Hätte die Schweiz die Washingtoner Abkommen und die nachfolgenden Erklärungen von Terezín umgesetzt, wäre allerdings dieser ganze Eiertanz nicht nötig. Die Schweiz hat die Erklärungen unterzeichnet und müsste eine nationale Expertenkommission einsetzen, im Parlament ist inzwischen eine entsprechende Motion verabschiedet worden, um dem Thema Nachdruck zu verleihen. Doch noch immer ist eine nationale Expertenkommission in weiter Ferne. Auch ein Statement.

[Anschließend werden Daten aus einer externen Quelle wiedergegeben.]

Issue #6901, opened 2023-07-24
Select searchable: search input text is focussed twice when using keyboard 


Simondin:
Using the Select component with multiple and onSearch props defined the search input text box is focussed twice using the keyboard.

### Expected Behavior

When I open the Select component (with _multiple_ and _onSearch_ props defined) and use the _KeyDown_ to reach the first option I expect the first option stay focussed.

### Actual Behavior

When  I open the Select component and try to reach the first option using the keyboard the focus moves from input text field to first option and the get back to the input text without doing nothing. If I use again the keyboard the issue doesn't occur again.

### URL, screen shot, or Codepen exhibiting the issue

Select story book: 
https://storybook.grommet.io/?path=/story/input-select-search--search
(Input->Select->Search)

### Steps to Reproduce

1. Open the documentation link
2.  Click on the second _Select_ (select multiple options)
3. Use the _KeyDown_ to reach the first option
4. The focus will pass from search text input to the first option and it will get back to the text input.

### Your Environment

- Grommet version: 2.33.1
- Browser Name and version: Chrome 114
- Operating System and version (desktop or mobile): Windows 11

jcfilben:
Resolved by #6982

PR #6982, opened 2023-10-21
Fix Select focus when opening drop with search (#6901)

miqh:
Hello there,

These changes are intended to address #6901.

Happy to amend as necessary.

---

#### What does this PR do?

* Resolves the automatic double focus on the search input of Select described in the linked issue.
* Ensures the focus behaviour within the Select dropdown is consistent when the latter is opened via mouse click or by keyboard control. Currently, opening the dropdown via keyboard control will automatically focus the search input as well as the first option.

Changes should be confined to files for the Select component.

Confirmed the changes manually through Storybook locally. I've also added two additional tests to cover the focus behaviours going forward.

Follow the steps outlined in the linked issue.

(None of the existing tests for Select make use of `userEvent` and so I've followed the surroundings for consistency.)

None.

#6901

Keyboard control:

demo1

Mouse control:

demo2

Unlikely.


src/js/components/Select/__tests__/Select-test.js
```diff
@@ -14,6 +14,7 @@ import { Select } from '..';
 
 describe('Select', () => {
   window.scrollTo = jest.fn();
+  window.HTMLElement.prototype.scrollIntoView = jest.fn();
```
miqh, line 17: I've relocated this here because the tests I've introduced are also affected by this function, which doesn't appear to exist in JSDOM.

I noticed the previous location made no attempt at restoring the original contents, though I suspect it's an inconsequential matter.

src/js/components/Select/SelectContainer.js
```diff
@@ -136,7 +136,7 @@ const SelectContainer = forwardRef(
         const clearButton = clearRef.current;
         if (onSearch) {
           const searchInput = searchRef.current;
-          if (searchInput && searchInput.focus) {
+          if (searchInput && searchInput.focus && !activeRef.current) {
```
jcfilben, line 139: When I tested with only the change on line 118, it appeared to fix the issue so just wanted to know why this change was also necessary

jcfilben (commented):
Thanks for adding a test!
Functionality looks good just a small question

jcfilben:
You can fix the failing bundlesize test by increasing thebundleSize in the `package.json` file from 161 to 162.

```
  "bundlesize": [
    {
      "path": "./dist/grommet.min.js",
      "maxSize": "162 kB"
    }
  ],
```

src/js/components/Select/__tests__/Select-test.js
```diff
@@ -1592,5 +1589,76 @@ describe('Select', () => {
...
+        <Select
+          id="test-select"
+          options={['one', 'two']}
+          onSearch={onSearch}
+          placeholder="test select"
+        />
+      </Grommet>,
+    );
+    const select = getByPlaceholderText('test select');
+    fireEvent.click(select);
```
taysea, line 1606: @jcfilben Do you feel that this test is a candidate to use userEvent instead of fireEvent?

I know userEvent is preferred as a best practice but also has some shortcomings. Wanted to get your opinion before suggesting the PR author to make any changes.

jcfilben: Good question, I think places where we use useFakeTimers we've run into issues with `userEvent`. But there is a chance that `userEvent` could work here. I haven't nailed down the exact situations that it does and doesn't work I just know useFakeTimers + userEvent has caused issues on other tests

taysea: Thanks, Jessica. @miqh would you be open to trying `userEvent` in place of `fireEvent` in your tests? Let us know if you run into any issues related to the points Jessica mentioned above

miqh: @taysea, I've given it a shot, but to no ease of success.

The best I could arrive at was something like the following:

```js
// Test itself is marked async
const user = userEvent.setup();
...
const select = getByPlaceholderText('test select');
await user.click(select);
await waitFor(() => expect(getAllByRole('searchbox')[0]).toHaveFocus());
// Select does not respond to navigation if event is directed at the search input
await user.type(document.getElementById('test-select__select-drop'), '[ArrowDown]');
// Search input does unfocus
await waitFor(() => expect(getAllByRole('searchbox')[0]).not.toHaveFocus());
// But the focus is instead directed at a container element and not the first option
await waitFor(() => expect(getAllByRole('option')[0]).toHaveFocus());
```
I should also add that I tried `user.keyboard`, which fell short of even being able to shift focus (i.e. respond to the arrow down) once the drop appears.

This is presumably because the latter acts on the element in focus. However, as I've noted, dispatching the arrow down key while the search input is in focus causes the Select to not respond (i.e. something must be swallowing up that event?).

If I contrast this with my existing test, that single `fireEvent.keyDown` invocation, plus a delay, was able to correctly (or at least for the purpose of the test) simulate a keyboard navigation step and to also focus the first option as expected.

Any suggestions on your part? I'm not sure what to do at this stage if there's insistence on `userEvent` being used instead.

Otherwise I'll update the bundle size test and call it a day.

jcfilben: Hey @miqh thanks for trying `userEvent`, since it is not working I am okay with us sticking with the original test

src/js/components/Select/SelectContainer.js
jcfilben: Ah gotcha, that make sense. Thanks for the explanation!

jcfilben (approved):
Looks good!

taysea (approved):
LGTM! Thank you for the contribution.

Offenbar sind runde Tische ansteckend. Nun kommt auch der Schweizerische Israelitische Gemeindebund (SIG) mit einem runden Tisch in Sachen Zukunftsstiftung. Diese hat er 2021 gegründet (tachles berichtete). Erst über ein Jahr später hat er eine Machbarkeitsstudie in Auftrag gegeben bei der Fundraiserin, die danach Geld für den SIG einwerben soll. Die Kritik an der Stiftung innterhalb der jüdischen Gemeinschaft und ihren unzähligen zivilgesellschaftlichen Organisationen ist massiv. Nun liegt die «Machbarkeitsstudie», die keine Machbarkeitsstudie ist, vor und bestätigt die Ablehnung des Projekts bei ausgewählten potentiellen Donatorinnen und Donatoren. Anfragen um Partizipation fielen weitgehend negativ aus; tachles beichtete mehrfach, wie der Dachverband in Konkurrenz zur jüdischen Gemeinschaft der Schweiz tritt. Denn diese finanziert sich in beträchtlichem Masse durch Legate, Stiftungsförderungen und Spenden und finanziert jährlich für die Gemeinden und Gemeinschaft systemerhaltende Institutionen mit Dutzenden von Millionen Franken. Jüdische Schulen, Altersheime, Krankenhilfe, Sozialfürsorgen und so fort würde es in der Schweiz nicht geben. Die erdrückenden Kosten der jüdischen Infrastruktur kommen hinzu in einer Gemeindelandschaft, die unter massiven finanziellen Schwierigkeiten leidet. Alles Bereiche, um die der SIG sich noch nie gekümmert hat.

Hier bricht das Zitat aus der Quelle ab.